Donald Trump et Kamala Harris ont non seulement prouvé hier soir qu'ils n'avaient pas de vision de la politique étrangère qui leur soit propre, mais qu'ils se sentaient plus à l'aise en faisant des pantomimes, en utilisant un langage déconcertant et caricatural l'un envers l'autre, en jouant avec l'histoire, les faits et les chiffres de manière à rendre tout le débat sur ce qu'il faut faire en Ukraine et à Gaza absolument incohérent.
Voilà pour « l’Amérique d’abord ».
Une réponse "America First" à la question posée à Mme Harris sur ce qu'elle ferait au sujet des plus de 40 000 morts palestiniens à Gaza - dont le modérateur a souligné que Mme Harris était "préoccupée" il y a neuf mois - consisterait à dire que continuer à financer directement Israël nuirait en fin de compte à l'Amérique, mettrait en danger nos troupes dans la région et compromettrait à jamais notre intégrité en tant que nation de droit et phare de la clarté morale. À tout le moins, elle pourrait souligner que Benjamin Netanyahu est un acteur de mauvaise foi qui représente son peuple mais pas le peuple américain, et que nous ne pouvons pas l'aider ou l'assister s'il continue à bafouer les conventions de Genève dans une tentative désespérée de rester au pouvoir. Point final.
Au lieu de cela, elle dit :
« Ce que nous savons, c'est que cette guerre doit cesser immédiatement, et la façon dont elle cessera est que nous avons besoin d'un accord de cessez-le-feu, et nous avons besoin que les otages soient libérés, et donc nous continuerons à travailler 24 heures sur 24 sur ce point, tout en comprenant que nous devons tracer la voie vers une solution à deux États, et dans cette solution, il doit y avoir la sécurité pour le peuple israélien et Israël, et dans une mesure égale pour les Palestiniens. Mais ce que je peux vous assurer, c'est que je donnerai toujours à Israël la capacité de se défendre, en particulier en ce qui concerne l'Iran et toute menace que l'Iran et ses mandataires font peser sur Israël. »
Trump, pour sa part, a décidé de déposer le napalm, mais contrairement au Trump de 2016 qui soulignait qu’il n’était pas dans l’intérêt des États-Unis d’être aspirés dans les guerres et les conflits d’autres pays, que nous ne devrions pas être la police du monde, il a choisi d’accuser Kamala de « haïr Israël ». Lorsqu’on lui a demandé comment il négocierait avec Netanyahu et le Hamas pour faire sortir les otages et mettre fin aux souffrances des civils – une question qui s’impose à l’homme qui aime vraiment « parler » – il a répondu ceci :
"Elle déteste Israël. Elle n'a même pas voulu rencontrer Netanyahu lorsqu'il s'est rendu au Congrès pour y prononcer un discours très important. Elle a refusé d'y assister parce qu'elle était à une fête de sororité. Elle est allée à la fête de la sororité. Elle déteste Israël. Si elle est présidente, je pense qu'Israël n'existera plus d'ici deux ans, et j'ai été assez bon en matière de prédictions, et j'espère me tromper sur ce point.

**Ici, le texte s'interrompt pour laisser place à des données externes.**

PR #228, opened 2021-09-21
Fix: bad function usage in README for UltiSnips expansion

Theory-of-Everything:
This commit fixes an issue with using vsnip#anonymous in the snippet expand function for Ultisnip
The main issue, is that when using `vsnip#anonymous` instead of `UltiSnip#Anon` when calling the `cmp.mapping.confirm` map on a non-snippet option would "crash" cmp, ceasing its normal functionality. Using `UltiSnps#Anon` fixes this issue.

### DIFF
--- a/README.md
+++ b/README.md
@@ -73,7 +73,7 @@ lua <<EOF
         -- require('luasnip').lsp_expand(args.body)
 
         -- For `ultisnips` user.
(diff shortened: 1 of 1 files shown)


hrsh7th:
Thx!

Elle déteste Israël en même temps que, à sa manière, elle déteste la population arabe parce que tout va exploser, les Arabes, le peuple juif, Israël aura disparu. Cela ne serait jamais arrivé. L'Iran a été brisé sous Donald Trump".

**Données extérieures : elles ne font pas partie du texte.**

PR #240, opened 2021-09-23
Improvement idea: option to disables insert on select item

ericpubu:
Following up on this https://github.com/hrsh7th/nvim-cmp/pull/224#issuecomment-925111914 I started to check the code, and it might make sense to insert on each selection, this might be a design choice, but this would add a configuration option that disables this behavior, making the `select_prev_item()` and  `selec_next_item()`  just move through the menu without inserting until `confirm()` is called.

these are some examples with the config combination

```
  mapping = {
    ["<C-p>"] = cmp.mapping.select_prev_item{behavior = cmp.SelectBehavior.Select},
    ["<C-n>"] = cmp.mapping.select_next_item{behavior = cmp.SelectBehavior.Select},
  },
  experimental = {
    ghost_text = true,
  },

```

https://user-images.githubusercontent.com/18682359/134438815-d2914d1a-ce66-4137-b14d-73bf7ac514ba.mov

```
  mapping = {
    ["<C-p>"] = cmp.mapping.select_prev_item{behavior = cmp.SelectBehavior.Select},
    ["<C-n>"] = cmp.mapping.select_next_item{behavior = cmp.SelectBehavior.Select},
  },
  experimental = {
    ghost_text = false,
  },
```

https://user-images.githubusercontent.com/18682359/134438970-f40bdb6b-8aef-414a-a34f-9a2f739ae31c.mov

Both flags in false, or not changing anything (the default config) would result in the current behavior.

Let me know if this idea makes sense to you,  and if there are some required changes here :)

### DIFF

Sur l’Ukraine, Trump a connu l'un de ses moments les plus brillants au cours d'une soirée marquée par des occasions manquées (comme le fait de ne rien dire lorsque Harris s'est vanté de l'appui de l'architecte de la guerre en Irak Dick Cheney et de sa fille Liz) lorsqu'il a déclaré qu'il voulait mettre fin à la guerre en Ukraine et qu'il le ferait en réunissant le président ukrainien Zelensky et le président russe Poutine dans une salle pour résoudre le problème afin d'éviter davantage de morts et la "Troisième Guerre mondiale". Il a ensuite répété des affirmations inexpliquées sur des "millions" de morts (sans préciser qui, par qui ou où) et a énuméré quelques points de son habituel discours sur les membres de l'OTAN qui ne paient pas assez pour le système.
Mais sa compréhension de la raison pour laquelle cette guerre s’est produite et de la façon dont elle se « terminerait » soudainement a commencé et s’est terminée avec son concept selon lequel Biden était « faible » et que Harris était « faible ». C’était, franchement, faible.

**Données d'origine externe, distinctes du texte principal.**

PR #295, opened 2021-10-08
Force `cursorlineopt=line` for selection highlighting in floating window

hexium310:
This PR fixes #288.

PR #301, opened 2021-10-09
Check whether option exists

hexium310:
This PR fixes an issue where an error occurs when the `cursorlineopt` option doesn't exist (https://github.com/hrsh7th/nvim-cmp/pull/295#issuecomment-939233273).

I forgot that `cursorlineopt` only exists in Neovim nightly. Sorry!


hrsh7th:
LGTM!

PR #310, opened 2021-10-09
adding the pumblend property to floating pum window

tamton-aquib:
setting the blend option for pum menu, by setting default blend to `vim.opt.pumblend:get()`


hrsh7th:
LGTM.

PR #313, opened 2021-10-09
Make the pum window property respect future changes of &pumblend

wookayin:
PR #310 added a support for the pumblend property for the custom
floating completion pop-up menu, but the winblend option is set
globally which doesn't respect future changes (e.g., `set pumblend=..`).

Such window options for the pop-up window that might be changed later
would need to be set when the floating window is being opened.

/cc @tamton-aquib (the author of #310)


Shougo:
When the value is changed?
You should describe why the feature is really needea.

hrsh7th:
LGTM! well organized 👍🏼

wookayin:
> When the value is changed? You should describe why the feature is really needea.

Users can change it manually. For example, you may want to play around with several values to find the best one that would visuallylook the best.

Issue #330, opened 2021-10-11
Documentation not display after floating window update


Xuyuanp:
Before:
![1633944251595](https://user-images.githubusercontent.com/2245664/136766627-19d1d7cb-dc0c-42e1-a911-68cc8149a29c.jpg)

After:
![1633944290397](https://user-images.githubusercontent.com/2245664/136766654-c7b9eb6d-145c-4baa-97e8-d12532647e9d.jpg)

My config:

```lua
local replace_termcodes = vim.api.nvim_replace_termcodes

local M = {}

local function t(key)
    return replace_termcodes(key, true, true, true)
end

function M.setup()
    local cmp = require('cmp')
    local compare = require('cmp.config.compare')

    local WIDE_HEIGHT = 40

    cmp.setup({
        snippet = {
            expand = function(args)
                vim.fn['vsnip#anonymous'](args.body)
            end,
        },
        mapping = {
            ['<C-p>'] = cmp.mapping.select_prev_item(),
            ['<C-n>'] = cmp.mapping.select_next_item(),
            ['<C-Space>'] = cmp.mapping.complete(),
            ['<CR>'] = cmp.mapping.confirm({
                behavior = cmp.ConfirmBehavior.Insert,
                select = false,
            }),
            ['<Tab>'] = function(fallback)
                if cmp.visible() then
                    cmp.select_next_item()
                elseif vim.fn['vsnip#available']() == 1 then
                    vim.fn.feedkeys(t('<Plug>(vsnip-expand-or-jump)'), '')
                else
                    fallback()
                end
            end,
            ['<S-Tab>'] = function(fallback)
                if cmp.visible() then
                    cmp.select_next_item()
                elseif vim.fn['vsnip#available']() == 1 then
                    vim.fn.feedkeys(t('<Plug>(vsnip-jump-prev)'), '')
                else
                    fallback()
                end
            end,
        },
        preselect = cmp.PreselectMode.None,
        sources = {
            { name = 'buffer' },
            { name = 'nvim_lsp' },
            { name = 'nvim_lua' },
            { name = 'vsnip' },
            { name = 'path' },
            { name = 'tmux' },
            { name = 'calc' },
            { name = 'crates' },
        },
        sorting = {
            comparators = {
                compare.kind,
                compare.offset,
                compare.exact,
                compare.score,
                compare.sort_text,
                compare.length,
                compare.order,
            },
        },
    })
end

return M
```

Xuyuanp:
[...]

PR #335, opened 2021-10-12
Added option to set zindex of documentation window

Xuyuanp:
#330


Xuyuanp:
I think it's useful to make zindex configurable when we have other plugin with floating window while typing(like signature help). Sometimes these windows will cover each other.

Harris, pour sa part, a agi comme si nous étions encore en 2022 et qu’elle le serait pour toujours tant que les États-Unis continueraient à financer la guerre. Encore une fois, il n’y a pas vraiment d’explication sur la raison pour laquelle il était dans l’intérêt de quiconque, même de l’Ukraine, de continuer sur cette voie, à part la domination russe sur le reste de l’Europe.
"Si Donald Trump était président, Poutine serait assis à Kiev en ce moment même et comprendrait ce que cela signifierait, parce que l'agenda de Poutine ne concerne pas seulement l'Ukraine. Comprenez pourquoi les alliés européens et nos alliés de l'OTAN sont reconnaissants que vous ne soyez plus président, et que nous comprenions l'importance de la plus grande alliance militaire que le monde ait jamais connue, à savoir l'OTAN, et ce que nous avons fait pour préserver la capacité de Zelensky et des Ukrainiens à se battre pour leur indépendance. Sinon, Poutine serait assis à Kiev et aurait les yeux rivés sur le reste de l'Europe, à commencer par la Pologne".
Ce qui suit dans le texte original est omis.